技术现在可以有效地、大规模地理解人们如何使用语言来揭示他们的日常思想、行为和情感。已经通过社会科学中基于理论的封闭词汇方法以及计算机科学中的数据驱动的开放词汇方法对书面文本进行了分析,但尚未对这些方法进行全面比较。为了提供有关自动分析书面文本的最佳实践的指导,这篇叙述性评论和定量综合比较了五种主要的封闭式和开放式词汇方法:语言查询和字数统计 (LIWC)、一般查询器、DICTION、潜在狄利克雷分配和差异语言分析。我们比较了与性别、年龄、使用 Facebook 状态更新的现有数据集和来自 65,896 名用户的自我报告调查数据来分析五种方法的个性和个性。不同方法的结果相当一致。封闭词汇方法有效地总结了概念,有助于理解人们的思维方式,LIWC2015 产生了最强大、最简洁的结果。开放词汇方法在广泛的内容领域中揭示了更具体和具体的模式,更好地解决了模糊的词义,并且不易被误解,这表明它们非常适合捕捉日常心理过程的细微差别。我们详细介绍了封闭词汇分析中可能出现的几个错误、样本大小的影响、每个用户的单词数以及开放词汇分析中包含的主题数量,以及不同分析决策的影响。我们最后为研究人员提出建议,提倡结合封闭和开放词汇方法的补充方法。(PsycInfo 数据库记录 (c) 2021 APA,保留所有权利)。
更新日期:2021-08-01
中文翻译:
文本分析的封闭和开放词汇方法:综述、定量比较和建议。
技术现在可以有效地、大规模地理解人们如何使用语言来揭示他们的日常思想、行为和情感。已经通过社会科学中基于理论的封闭词汇方法以及计算机科学中的数据驱动的开放词汇方法对书面文本进行了分析,但尚未对这些方法进行全面比较。为了提供有关自动分析书面文本的最佳实践的指导,这篇叙述性评论和定量综合比较了五种主要的封闭式和开放式词汇方法:语言查询和字数统计 (LIWC)、一般查询器、DICTION、潜在狄利克雷分配和差异语言分析。
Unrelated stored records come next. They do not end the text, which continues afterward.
PR #2166, opened 2024-12-02
Localization: added more missing strings/moved to .properties

Satton2:
- Moved ammo strings from "garrysmod_english.txt" to "entities.properties" (to make pick up notification localizable).
- - Some characters' capitalization in those strings was updated (for some reason after moving to .properites they were trying to find different strings).
- - Some ammo names were updated to avoid confusion when picking up HL1 ammo similar to HL2, which are actually different.
- Moved strings from "\language\npc-ents-english.txt" to "entities.properties".
- - for example, this will allow the kill feed to get their localized alternatives.
- - Removed \language\npc-ents-english.txt since now it's empty.
- Added localization support for "Author:" in the spawn menu tooltips (for entities, weapons, vehicles).
- Added localization support for "Force:" in the world tooltip for balloons.
- ~~Garry's Mod~~ (already done by Rubat here: https://github.com/Facepunch/garrysmod/commit/a413b41ddfcc77aac57656073ab9b63417a2fe1f), HL2 and HL1 weapons now use localization from entites.properties in the weapon selector and the pickup notifications.
Added "npc_tf2_ghost" to "entities.properties": turns out we didn't have it in the past.

It works fine with GMod's localization system:

https://github.com/user-attachments/assets/cfb8f767-3bc4-4a49-b040-a1b8bd53c7ac

https://github.com/user-attachments/assets/ffbaaf7a-e1b3-4bf3-8e66-9fea26452ecb

Partly solves this: https://github.com/Facepunch/garrysmod-issues/issues/6096


NovaDiablox (changes requested):

Satton2:
> A lot of this I have already done separately without realizing it, but I do not agree with localizing every entity name. A lot of these entities are very rarely encountered. I really don't think we need to localize things like "Base Entity" or `basehlcombatweapon`

Yeah, I saw that. I will wait for the next update before revisiting this and _maybe_ creating a new PR, if there will be something worth adding. I guess, next time I should make smaller PR's.

> but I do not agree with localizing every entity name. A lot of these entities are very rarely encountered.

Fair enough. 👍

PR #2167, opened 2024-12-02
Optimize ```ents.FindByClassAndParent```

Astralcircle:
Optimizes this function by about 25%

Benchmark code:
```lua
local SysTime = SysTime
local ipairs = ipairs
local MsgN = MsgN

function GMODBenchmark(repeats, ...)
    local times = {}

    for k, benchmark_function in ipairs({...}) do
        local start_time = SysTime()

        for i = 1, repeats do
            benchmark_function()
        end

        local end_time = SysTime()
        times[k] = end_time - start_time
    end

    MsgN(string.format("\nBenchmark result %s:", SERVER and "(SERVER)" or "(CLIENT)"))
    for k, v in ipairs(times) do
        MsgN(k, ": " .. v)
    end
end
```
Result:
```
Benchmark result (SERVER):
1: 0.26664929999993
2: 0.35286960000008
```

### DIFF
--- a/garrysmod/lua/includes/extensions/ents.lua
+++ b/garrysmod/lua/includes/extensions/ents.lua
@@ -1,7 +1,7 @@
 
 function ents.FindByClassAndParent( classname, entity )
 
-	if !IsValid( entity ) then return end
+	if ( !IsValid( entity ) ) then return end
 
 	local out = {}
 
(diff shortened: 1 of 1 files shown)


aStonedPenguin:
Just use `ipairs`. With jit it should be the same speed, and cleaner.

PR #2168, opened 2024-12-07
Make MAX_EDICT_BITS globally available

wrefgtzweve:
Having `MAX_EDICT_BITS` globally available would help a lot for other addons that write entity indexes, currently they hardcode `13` but this can eventually be broken if gmod ever changes the entity limit.
Feel free to do it in another way, i figured having it on the net library table would make the most sense.


robotboy655:
I think it's best to do it in engine so its value is automatically synched with the real in-engine value.

wrefgtzweve:
Yeah i agree

PR #2170, opened 2024-12-10
Add option to view C Arms on viewmodel effects

A1steaksa:
This pull request adds an option to show C Arms on `prop_effect`s with a ViewModel that uses them.

It validates that the model on the `prop_effect` has all of the bones required by the C Arms bonemerge and only shows the option when they are all present.

By default, it will show a list of all the C Arms models that ship with Garry's Mod by default (Citizen, Chell, Combine, Counter-Strike, Day of Defeat, HEV, and Refugee) but the table holding those models is global so that more can be added by Addons if they want to.

C Arm choices are networked to other Players and should appear appropriately when new Players join or enter the `prop_effect`'s PVS.

**You can see it in action here:**

https://github.com/user-attachments/assets/f34d3c6b-0132-447d-9f7f-7d1a606efde8

### DIFF
--- a/garrysmod/lua/autorun/properties.lua
+++ b/garrysmod/lua/autorun/properties.lua
@@ -13,4 +13,4 @@ include( "properties/editentity.lua" )
 include( "properties/kinect_controller.lua" )
 include( "properties/bodygroups.lua" )
 include( "properties/skin.lua" )
-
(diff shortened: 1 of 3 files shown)


robotboy655:
I don't think this belongs in the base game. This is too much of a "just because" and "for testing" thing.

PR #2171, opened 2024-12-10
Bring Sandbox context menu icons to spawn menu

github-is-garbage:
Passes the panel back and forth as the menus open


garryspins:
This and the recent change regarding playermodel selection are bandaid fixes to the real issue (which arguably doesn't exist) that the contextmenu isn't obvious enough. How about we make it more obvious instead of changing established iconic visual layouts for the sake of 5 or 6 rarely used icons.

If I'm wrong as to why this would exist, please let me know!

A1steaksa:
Please include screenshots/video if you're going to make a UI change

github-is-garbage:
> Please include screenshots/video if you're going to make a UI change

discord dot gg slash gmod

I think there are better UI concepts than this anyway, this was not thought out 100% before creation. Death to #2171!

我们比较了与性别、年龄、使用 Facebook 状态更新的现有数据集和来自 65,896 名用户的自我报告调查数据来分析五种方法的个性和个性。不同方法的结果相当一致。封闭词汇方法有效地总结了概念,有助于理解人们的思维方式,LIWC2015 产生了最强大、最简洁的结果。开放词汇方法在广泛的内容领域中揭示了更具体和具体的模式,更好地解决了模糊的词义,并且不易被误解,这表明它们非常适合捕捉日常心理过程的细微差别。我们详细介绍了封闭词汇分析中可能出现的几个错误、样本大小的影响、每个用户的单词数以及开放词汇分析中包含的主题数量,以及不同分析决策的影响。我们最后为研究人员提出建议,提倡结合封闭和开放词汇方法的补充方法。(PsycInfo 数据库记录 (c) 2021 APA,保留所有权利)。